WHAT THIS TASK INVOLVES — Return only the number of lines in the material below holding the string "MokaStitcher".

AVAILABLE DATA —
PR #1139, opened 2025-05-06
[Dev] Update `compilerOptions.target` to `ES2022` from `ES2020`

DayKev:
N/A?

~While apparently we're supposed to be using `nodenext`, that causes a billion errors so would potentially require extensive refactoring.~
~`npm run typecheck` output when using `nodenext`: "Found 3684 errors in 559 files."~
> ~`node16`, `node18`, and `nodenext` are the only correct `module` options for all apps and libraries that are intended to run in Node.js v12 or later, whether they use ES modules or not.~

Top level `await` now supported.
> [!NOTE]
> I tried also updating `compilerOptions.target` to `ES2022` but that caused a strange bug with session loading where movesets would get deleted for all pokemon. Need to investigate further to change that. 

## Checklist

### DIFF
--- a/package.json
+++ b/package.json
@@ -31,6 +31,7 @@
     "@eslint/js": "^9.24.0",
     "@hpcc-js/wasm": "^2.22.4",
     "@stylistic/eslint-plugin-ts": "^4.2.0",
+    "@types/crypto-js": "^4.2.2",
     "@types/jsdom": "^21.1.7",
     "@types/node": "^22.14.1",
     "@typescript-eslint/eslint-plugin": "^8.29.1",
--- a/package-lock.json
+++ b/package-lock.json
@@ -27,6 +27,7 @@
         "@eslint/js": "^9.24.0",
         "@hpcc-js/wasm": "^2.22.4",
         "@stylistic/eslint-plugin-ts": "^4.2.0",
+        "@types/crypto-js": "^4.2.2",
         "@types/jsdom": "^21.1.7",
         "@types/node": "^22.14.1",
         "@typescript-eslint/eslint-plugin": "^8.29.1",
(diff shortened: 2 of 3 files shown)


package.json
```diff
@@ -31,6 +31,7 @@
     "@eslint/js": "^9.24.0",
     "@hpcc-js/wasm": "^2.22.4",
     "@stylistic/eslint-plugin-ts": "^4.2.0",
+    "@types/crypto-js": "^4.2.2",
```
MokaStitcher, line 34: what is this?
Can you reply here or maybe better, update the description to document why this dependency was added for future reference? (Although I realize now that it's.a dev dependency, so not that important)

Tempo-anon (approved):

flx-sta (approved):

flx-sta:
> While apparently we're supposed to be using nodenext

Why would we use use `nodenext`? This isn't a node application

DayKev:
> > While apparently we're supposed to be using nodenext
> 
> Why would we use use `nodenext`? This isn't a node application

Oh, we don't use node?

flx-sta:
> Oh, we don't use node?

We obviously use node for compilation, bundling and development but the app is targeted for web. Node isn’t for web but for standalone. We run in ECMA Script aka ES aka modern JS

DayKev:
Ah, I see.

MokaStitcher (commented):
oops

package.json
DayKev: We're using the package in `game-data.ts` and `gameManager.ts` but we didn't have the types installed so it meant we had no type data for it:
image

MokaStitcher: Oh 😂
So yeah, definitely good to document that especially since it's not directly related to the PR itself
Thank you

--

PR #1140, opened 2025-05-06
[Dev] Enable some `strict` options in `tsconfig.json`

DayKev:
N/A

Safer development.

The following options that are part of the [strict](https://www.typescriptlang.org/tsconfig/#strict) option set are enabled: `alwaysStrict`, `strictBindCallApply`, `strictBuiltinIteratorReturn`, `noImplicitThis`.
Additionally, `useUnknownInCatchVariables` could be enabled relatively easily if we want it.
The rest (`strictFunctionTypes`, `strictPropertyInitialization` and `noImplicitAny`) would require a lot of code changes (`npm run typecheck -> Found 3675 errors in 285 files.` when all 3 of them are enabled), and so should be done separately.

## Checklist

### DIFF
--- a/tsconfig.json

ANSWER AREA — 3